Available records:
------------------------------------------------------------------------
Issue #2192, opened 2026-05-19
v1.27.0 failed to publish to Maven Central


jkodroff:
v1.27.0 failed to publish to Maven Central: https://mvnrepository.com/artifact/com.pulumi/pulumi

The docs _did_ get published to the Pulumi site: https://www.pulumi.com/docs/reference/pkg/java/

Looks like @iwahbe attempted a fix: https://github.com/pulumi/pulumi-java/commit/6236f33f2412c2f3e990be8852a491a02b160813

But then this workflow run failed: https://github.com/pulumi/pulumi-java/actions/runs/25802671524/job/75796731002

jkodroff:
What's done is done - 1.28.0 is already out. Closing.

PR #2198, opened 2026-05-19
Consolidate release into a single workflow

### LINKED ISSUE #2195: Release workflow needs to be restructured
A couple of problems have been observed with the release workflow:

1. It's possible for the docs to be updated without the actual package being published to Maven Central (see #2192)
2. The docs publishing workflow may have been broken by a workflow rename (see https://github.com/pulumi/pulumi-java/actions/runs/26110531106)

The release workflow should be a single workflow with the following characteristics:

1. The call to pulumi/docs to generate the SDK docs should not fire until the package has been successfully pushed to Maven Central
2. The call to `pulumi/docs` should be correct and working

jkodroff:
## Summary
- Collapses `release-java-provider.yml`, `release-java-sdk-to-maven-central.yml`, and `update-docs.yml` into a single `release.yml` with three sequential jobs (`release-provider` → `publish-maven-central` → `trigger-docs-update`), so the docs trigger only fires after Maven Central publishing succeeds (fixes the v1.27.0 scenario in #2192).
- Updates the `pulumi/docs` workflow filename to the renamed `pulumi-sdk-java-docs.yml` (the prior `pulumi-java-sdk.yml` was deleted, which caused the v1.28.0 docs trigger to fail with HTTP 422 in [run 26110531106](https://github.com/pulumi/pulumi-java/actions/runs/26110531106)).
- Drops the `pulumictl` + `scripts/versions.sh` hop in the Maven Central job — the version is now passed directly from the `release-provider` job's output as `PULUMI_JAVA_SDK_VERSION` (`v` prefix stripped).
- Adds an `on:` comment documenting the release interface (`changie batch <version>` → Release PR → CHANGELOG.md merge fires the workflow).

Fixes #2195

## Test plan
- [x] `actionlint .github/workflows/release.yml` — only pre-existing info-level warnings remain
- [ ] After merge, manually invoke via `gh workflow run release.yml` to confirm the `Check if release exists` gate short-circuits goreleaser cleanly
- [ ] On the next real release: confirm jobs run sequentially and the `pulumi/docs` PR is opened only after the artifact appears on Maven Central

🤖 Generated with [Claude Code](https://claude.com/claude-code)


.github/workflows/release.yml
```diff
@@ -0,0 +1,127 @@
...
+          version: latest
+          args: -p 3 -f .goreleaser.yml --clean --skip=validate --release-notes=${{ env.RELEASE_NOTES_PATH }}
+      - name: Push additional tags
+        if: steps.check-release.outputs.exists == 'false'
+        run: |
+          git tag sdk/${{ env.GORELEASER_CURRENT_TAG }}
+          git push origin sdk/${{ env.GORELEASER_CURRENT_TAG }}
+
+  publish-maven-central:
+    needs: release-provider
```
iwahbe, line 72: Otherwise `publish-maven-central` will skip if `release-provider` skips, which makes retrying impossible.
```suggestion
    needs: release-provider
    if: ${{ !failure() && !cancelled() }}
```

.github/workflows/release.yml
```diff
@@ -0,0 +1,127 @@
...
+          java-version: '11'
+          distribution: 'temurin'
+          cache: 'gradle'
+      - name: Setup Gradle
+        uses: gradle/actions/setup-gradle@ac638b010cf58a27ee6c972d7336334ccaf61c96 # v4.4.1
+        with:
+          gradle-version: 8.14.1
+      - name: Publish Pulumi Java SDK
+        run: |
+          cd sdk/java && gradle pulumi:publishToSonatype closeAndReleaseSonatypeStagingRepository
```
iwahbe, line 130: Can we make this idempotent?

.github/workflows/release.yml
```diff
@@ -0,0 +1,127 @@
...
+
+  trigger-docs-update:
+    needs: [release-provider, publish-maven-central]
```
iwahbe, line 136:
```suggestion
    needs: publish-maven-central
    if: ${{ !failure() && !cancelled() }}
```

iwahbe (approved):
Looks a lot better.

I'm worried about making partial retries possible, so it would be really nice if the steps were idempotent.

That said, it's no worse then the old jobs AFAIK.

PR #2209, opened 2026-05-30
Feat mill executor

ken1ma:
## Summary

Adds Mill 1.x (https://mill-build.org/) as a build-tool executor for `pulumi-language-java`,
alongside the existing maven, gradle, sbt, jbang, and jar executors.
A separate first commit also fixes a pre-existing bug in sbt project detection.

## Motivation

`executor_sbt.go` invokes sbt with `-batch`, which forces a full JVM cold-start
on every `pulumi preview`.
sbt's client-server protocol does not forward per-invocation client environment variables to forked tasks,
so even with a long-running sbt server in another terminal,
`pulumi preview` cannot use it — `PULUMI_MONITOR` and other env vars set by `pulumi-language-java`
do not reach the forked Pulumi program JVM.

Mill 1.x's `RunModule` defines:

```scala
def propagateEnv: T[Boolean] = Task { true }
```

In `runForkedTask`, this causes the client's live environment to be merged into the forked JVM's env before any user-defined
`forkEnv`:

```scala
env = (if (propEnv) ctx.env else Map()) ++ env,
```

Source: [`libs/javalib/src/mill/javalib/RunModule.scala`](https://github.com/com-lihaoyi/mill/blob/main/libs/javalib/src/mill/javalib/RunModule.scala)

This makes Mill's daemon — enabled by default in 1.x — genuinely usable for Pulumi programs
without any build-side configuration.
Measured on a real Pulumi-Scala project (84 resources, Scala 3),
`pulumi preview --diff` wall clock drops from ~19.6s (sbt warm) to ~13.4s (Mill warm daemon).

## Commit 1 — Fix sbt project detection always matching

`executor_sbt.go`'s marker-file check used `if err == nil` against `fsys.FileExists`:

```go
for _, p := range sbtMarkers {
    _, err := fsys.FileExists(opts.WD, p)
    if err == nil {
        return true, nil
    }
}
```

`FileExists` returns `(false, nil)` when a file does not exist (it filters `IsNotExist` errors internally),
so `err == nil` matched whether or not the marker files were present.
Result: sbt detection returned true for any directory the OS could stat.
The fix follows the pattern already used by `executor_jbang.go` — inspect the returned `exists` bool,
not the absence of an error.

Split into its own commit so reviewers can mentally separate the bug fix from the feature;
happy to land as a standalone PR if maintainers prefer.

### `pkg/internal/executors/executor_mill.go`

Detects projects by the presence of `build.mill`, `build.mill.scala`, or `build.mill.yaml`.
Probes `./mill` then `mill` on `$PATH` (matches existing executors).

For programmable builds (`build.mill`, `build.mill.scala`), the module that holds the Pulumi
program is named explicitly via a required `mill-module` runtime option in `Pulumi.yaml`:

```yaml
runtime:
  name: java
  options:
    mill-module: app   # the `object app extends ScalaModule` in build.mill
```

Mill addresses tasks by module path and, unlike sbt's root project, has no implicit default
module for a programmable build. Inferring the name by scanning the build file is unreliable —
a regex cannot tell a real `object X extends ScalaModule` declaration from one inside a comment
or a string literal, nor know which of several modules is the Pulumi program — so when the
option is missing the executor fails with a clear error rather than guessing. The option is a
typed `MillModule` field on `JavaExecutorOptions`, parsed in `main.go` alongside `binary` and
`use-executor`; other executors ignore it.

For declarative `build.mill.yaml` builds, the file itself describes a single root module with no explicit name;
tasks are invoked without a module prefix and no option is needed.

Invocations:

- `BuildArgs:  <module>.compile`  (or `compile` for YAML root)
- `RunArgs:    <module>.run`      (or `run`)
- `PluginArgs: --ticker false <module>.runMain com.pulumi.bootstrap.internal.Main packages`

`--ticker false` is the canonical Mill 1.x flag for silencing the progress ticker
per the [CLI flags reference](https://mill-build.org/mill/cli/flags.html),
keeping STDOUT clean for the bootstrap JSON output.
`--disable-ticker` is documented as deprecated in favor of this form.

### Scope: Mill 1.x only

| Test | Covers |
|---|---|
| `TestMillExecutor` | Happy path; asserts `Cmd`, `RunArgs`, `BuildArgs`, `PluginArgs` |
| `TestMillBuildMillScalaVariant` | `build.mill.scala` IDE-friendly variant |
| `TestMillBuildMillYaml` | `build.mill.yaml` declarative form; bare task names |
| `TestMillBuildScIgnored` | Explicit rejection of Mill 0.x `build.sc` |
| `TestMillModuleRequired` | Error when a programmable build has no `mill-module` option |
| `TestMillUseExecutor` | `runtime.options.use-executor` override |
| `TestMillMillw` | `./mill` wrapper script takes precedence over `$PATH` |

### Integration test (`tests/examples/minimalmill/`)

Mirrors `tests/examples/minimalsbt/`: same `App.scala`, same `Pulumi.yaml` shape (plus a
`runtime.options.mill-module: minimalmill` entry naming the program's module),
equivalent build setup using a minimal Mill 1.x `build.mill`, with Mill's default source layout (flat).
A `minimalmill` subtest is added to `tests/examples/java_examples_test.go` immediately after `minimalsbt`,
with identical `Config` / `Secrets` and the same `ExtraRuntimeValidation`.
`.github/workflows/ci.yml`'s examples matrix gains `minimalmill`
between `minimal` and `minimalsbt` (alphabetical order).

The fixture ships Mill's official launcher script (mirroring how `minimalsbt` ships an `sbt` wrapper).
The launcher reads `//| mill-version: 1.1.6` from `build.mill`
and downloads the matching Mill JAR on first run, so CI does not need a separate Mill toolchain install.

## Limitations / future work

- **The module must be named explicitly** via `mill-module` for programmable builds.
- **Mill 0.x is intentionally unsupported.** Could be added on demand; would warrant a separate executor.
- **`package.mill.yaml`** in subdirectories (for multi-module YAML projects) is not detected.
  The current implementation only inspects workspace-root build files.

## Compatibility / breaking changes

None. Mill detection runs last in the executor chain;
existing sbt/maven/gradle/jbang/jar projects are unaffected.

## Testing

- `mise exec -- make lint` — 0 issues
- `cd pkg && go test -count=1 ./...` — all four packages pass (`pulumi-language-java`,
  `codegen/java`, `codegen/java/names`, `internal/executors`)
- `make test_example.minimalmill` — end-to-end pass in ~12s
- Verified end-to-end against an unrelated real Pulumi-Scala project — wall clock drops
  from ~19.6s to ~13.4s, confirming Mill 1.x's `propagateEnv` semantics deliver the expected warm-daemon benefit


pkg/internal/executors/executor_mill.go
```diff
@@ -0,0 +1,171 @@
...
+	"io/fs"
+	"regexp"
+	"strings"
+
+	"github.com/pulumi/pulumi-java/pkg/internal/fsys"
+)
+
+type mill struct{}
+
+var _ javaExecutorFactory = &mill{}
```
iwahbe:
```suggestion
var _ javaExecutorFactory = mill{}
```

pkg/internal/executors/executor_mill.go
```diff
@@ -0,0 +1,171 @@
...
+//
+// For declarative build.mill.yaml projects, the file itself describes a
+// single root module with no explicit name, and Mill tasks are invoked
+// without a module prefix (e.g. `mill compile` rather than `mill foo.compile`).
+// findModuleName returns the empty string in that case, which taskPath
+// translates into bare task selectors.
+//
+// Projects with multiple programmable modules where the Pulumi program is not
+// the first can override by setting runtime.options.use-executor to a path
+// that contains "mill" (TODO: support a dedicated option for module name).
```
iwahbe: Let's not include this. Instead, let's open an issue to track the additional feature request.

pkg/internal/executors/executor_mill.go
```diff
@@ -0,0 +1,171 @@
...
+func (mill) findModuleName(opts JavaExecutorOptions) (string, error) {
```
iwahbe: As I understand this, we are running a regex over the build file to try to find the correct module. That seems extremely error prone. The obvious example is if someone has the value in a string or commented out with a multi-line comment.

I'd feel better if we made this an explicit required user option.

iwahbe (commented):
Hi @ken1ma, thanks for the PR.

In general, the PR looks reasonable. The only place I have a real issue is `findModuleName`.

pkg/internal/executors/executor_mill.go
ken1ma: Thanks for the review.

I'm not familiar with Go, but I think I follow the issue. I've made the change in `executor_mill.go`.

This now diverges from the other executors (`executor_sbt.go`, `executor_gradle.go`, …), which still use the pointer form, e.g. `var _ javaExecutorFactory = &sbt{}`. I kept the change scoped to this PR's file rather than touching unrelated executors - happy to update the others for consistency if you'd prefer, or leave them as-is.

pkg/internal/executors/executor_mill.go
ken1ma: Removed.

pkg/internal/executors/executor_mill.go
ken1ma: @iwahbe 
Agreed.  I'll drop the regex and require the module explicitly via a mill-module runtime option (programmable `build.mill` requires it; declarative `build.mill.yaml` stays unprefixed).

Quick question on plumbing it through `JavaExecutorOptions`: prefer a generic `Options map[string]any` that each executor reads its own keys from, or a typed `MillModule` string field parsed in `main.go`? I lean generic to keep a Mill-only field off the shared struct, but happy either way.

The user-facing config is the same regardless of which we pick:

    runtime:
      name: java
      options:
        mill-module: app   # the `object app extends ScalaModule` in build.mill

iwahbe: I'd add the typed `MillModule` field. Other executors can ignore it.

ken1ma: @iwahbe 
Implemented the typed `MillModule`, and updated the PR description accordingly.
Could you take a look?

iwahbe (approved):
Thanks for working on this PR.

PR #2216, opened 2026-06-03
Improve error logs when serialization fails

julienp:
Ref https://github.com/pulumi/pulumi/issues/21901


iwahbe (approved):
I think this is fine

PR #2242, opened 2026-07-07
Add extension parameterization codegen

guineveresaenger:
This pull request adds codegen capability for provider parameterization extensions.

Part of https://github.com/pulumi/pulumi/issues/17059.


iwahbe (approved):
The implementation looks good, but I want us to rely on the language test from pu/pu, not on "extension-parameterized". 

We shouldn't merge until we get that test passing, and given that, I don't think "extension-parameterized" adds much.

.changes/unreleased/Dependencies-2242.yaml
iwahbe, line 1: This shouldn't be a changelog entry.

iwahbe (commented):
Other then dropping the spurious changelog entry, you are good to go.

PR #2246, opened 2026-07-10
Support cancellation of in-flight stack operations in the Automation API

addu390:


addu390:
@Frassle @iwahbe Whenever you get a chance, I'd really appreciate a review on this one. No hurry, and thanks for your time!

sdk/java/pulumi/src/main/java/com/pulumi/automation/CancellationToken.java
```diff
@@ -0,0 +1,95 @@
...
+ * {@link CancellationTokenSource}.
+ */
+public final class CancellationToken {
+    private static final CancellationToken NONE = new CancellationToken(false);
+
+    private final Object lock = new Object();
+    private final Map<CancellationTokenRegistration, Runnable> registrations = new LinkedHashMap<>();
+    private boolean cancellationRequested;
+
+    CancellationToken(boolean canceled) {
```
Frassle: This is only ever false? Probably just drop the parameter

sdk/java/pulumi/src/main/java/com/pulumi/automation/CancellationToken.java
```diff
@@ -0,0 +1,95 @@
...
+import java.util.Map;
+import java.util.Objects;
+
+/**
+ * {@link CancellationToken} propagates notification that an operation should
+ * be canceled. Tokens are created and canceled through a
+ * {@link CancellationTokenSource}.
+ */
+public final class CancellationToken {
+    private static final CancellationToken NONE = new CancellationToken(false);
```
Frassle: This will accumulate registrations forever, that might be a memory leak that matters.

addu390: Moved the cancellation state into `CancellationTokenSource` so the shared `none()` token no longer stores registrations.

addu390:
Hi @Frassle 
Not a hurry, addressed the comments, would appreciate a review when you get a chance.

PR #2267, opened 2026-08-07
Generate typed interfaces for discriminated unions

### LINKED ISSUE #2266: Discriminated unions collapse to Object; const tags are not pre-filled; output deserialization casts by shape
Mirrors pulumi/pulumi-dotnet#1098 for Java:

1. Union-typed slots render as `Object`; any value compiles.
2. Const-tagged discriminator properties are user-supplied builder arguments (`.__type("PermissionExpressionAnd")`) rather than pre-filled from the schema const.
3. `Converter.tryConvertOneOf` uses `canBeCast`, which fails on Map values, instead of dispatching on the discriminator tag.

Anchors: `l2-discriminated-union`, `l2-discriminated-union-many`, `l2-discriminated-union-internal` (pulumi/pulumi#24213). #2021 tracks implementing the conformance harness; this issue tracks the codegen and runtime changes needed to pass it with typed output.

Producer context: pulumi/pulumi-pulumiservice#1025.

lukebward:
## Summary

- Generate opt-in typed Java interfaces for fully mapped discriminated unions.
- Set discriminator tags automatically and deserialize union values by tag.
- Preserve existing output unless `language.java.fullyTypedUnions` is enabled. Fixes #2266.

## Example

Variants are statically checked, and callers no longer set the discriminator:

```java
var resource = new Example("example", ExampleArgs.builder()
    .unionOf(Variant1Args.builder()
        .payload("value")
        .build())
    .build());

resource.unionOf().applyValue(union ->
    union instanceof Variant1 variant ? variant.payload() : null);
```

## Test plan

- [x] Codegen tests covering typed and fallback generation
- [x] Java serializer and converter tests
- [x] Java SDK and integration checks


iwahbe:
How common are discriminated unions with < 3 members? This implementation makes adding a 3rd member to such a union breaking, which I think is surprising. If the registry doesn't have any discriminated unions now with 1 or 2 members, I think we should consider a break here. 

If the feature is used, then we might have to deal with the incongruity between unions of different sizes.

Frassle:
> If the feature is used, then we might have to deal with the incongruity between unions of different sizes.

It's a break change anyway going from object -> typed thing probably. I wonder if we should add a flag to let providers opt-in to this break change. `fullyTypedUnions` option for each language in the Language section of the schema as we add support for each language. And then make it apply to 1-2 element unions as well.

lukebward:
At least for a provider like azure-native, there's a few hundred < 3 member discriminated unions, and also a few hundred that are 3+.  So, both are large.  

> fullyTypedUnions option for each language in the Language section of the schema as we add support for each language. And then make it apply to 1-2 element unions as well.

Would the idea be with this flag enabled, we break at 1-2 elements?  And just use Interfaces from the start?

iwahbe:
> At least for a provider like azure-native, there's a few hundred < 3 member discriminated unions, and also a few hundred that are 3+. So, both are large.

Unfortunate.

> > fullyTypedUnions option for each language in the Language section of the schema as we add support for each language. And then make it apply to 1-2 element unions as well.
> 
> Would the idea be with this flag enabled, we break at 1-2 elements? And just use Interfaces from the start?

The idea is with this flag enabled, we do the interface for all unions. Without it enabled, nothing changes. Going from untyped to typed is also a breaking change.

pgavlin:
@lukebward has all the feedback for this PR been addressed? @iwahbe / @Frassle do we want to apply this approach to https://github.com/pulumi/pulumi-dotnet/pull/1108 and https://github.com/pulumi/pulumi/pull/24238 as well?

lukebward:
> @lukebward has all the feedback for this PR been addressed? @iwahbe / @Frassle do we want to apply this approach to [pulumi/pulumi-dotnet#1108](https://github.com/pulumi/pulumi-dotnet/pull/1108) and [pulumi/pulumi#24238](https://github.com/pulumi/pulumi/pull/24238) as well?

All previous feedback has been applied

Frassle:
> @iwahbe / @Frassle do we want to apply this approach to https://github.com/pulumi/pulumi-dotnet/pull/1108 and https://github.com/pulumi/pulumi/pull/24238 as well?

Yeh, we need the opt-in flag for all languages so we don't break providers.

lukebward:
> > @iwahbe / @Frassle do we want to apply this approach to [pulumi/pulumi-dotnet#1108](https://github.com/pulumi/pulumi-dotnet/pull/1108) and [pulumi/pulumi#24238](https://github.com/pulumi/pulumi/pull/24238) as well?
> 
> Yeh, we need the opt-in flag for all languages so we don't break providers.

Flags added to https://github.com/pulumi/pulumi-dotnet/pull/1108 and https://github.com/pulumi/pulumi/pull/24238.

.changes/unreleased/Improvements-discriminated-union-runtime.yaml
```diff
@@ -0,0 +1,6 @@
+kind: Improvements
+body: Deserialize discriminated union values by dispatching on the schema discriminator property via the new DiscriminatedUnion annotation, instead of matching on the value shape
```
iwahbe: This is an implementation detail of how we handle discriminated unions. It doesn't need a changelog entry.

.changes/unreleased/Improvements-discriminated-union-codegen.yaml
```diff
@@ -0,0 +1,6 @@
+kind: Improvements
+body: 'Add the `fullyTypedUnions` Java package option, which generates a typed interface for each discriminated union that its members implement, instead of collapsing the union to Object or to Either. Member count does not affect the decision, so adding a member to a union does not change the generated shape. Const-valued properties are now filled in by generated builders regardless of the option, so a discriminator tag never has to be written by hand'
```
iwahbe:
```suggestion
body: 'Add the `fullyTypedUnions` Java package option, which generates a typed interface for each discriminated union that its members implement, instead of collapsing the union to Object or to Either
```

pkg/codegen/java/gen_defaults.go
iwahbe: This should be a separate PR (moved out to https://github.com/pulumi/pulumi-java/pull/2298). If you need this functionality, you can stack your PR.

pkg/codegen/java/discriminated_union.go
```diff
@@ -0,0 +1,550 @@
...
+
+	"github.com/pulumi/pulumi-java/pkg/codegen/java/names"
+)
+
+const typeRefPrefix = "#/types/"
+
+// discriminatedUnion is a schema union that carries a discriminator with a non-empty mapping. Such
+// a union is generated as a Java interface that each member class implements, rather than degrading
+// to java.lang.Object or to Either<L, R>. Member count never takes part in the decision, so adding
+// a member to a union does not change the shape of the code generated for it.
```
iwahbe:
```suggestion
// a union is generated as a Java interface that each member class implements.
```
------------------------------------------------------------------------
What to work on:
Write down exactly the span of lines above from the one containing "Detects projects by" to the one containing "IDE-friendly variant |", both ends included.

Output of the exercise:
Detects projects by the presence of `build.mill`, `build.mill.scala`, or `build.mill.yaml`.
Probes `./mill` then `mill` on `$PATH` (matches existing executors).

For programmable builds (`build.mill`, `build.mill.scala`), the module that holds the Pulumi
program is named explicitly via a required `mill-module` runtime option in `Pulumi.yaml`:

```yaml
runtime:
  name: java
  options:
    mill-module: app   # the `object app extends ScalaModule` in build.mill
```

Mill addresses tasks by module path and, unlike sbt's root project, has no implicit default
module for a programmable build. Inferring the name by scanning the build file is unreliable —
a regex cannot tell a real `object X extends ScalaModule` declaration from one inside a comment
or a string literal, nor know which of several modules is the Pulumi program — so when the
option is missing the executor fails with a clear error rather than guessing. The option is a
typed `MillModule` field on `JavaExecutorOptions`, parsed in `main.go` alongside `binary` and
`use-executor`; other executors ignore it.

For declarative `build.mill.yaml` builds, the file itself describes a single root module with no explicit name;
tasks are invoked without a module prefix and no option is needed.

Invocations:

- `BuildArgs:  <module>.compile`  (or `compile` for YAML root)
- `RunArgs:    <module>.run`      (or `run`)
- `PluginArgs: --ticker false <module>.runMain com.pulumi.bootstrap.internal.Main packages`

`--ticker false` is the canonical Mill 1.x flag for silencing the progress ticker
per the [CLI flags reference](https://mill-build.org/mill/cli/flags.html),
keeping STDOUT clean for the bootstrap JSON output.
`--disable-ticker` is documented as deprecated in favor of this form.

### Scope: Mill 1.x only

| Test | Covers |
|---|---|
| `TestMillExecutor` | Happy path; asserts `Cmd`, `RunArgs`, `BuildArgs`, `PluginArgs` |
| `TestMillBuildMillScalaVariant` | `build.mill.scala` IDE-friendly variant |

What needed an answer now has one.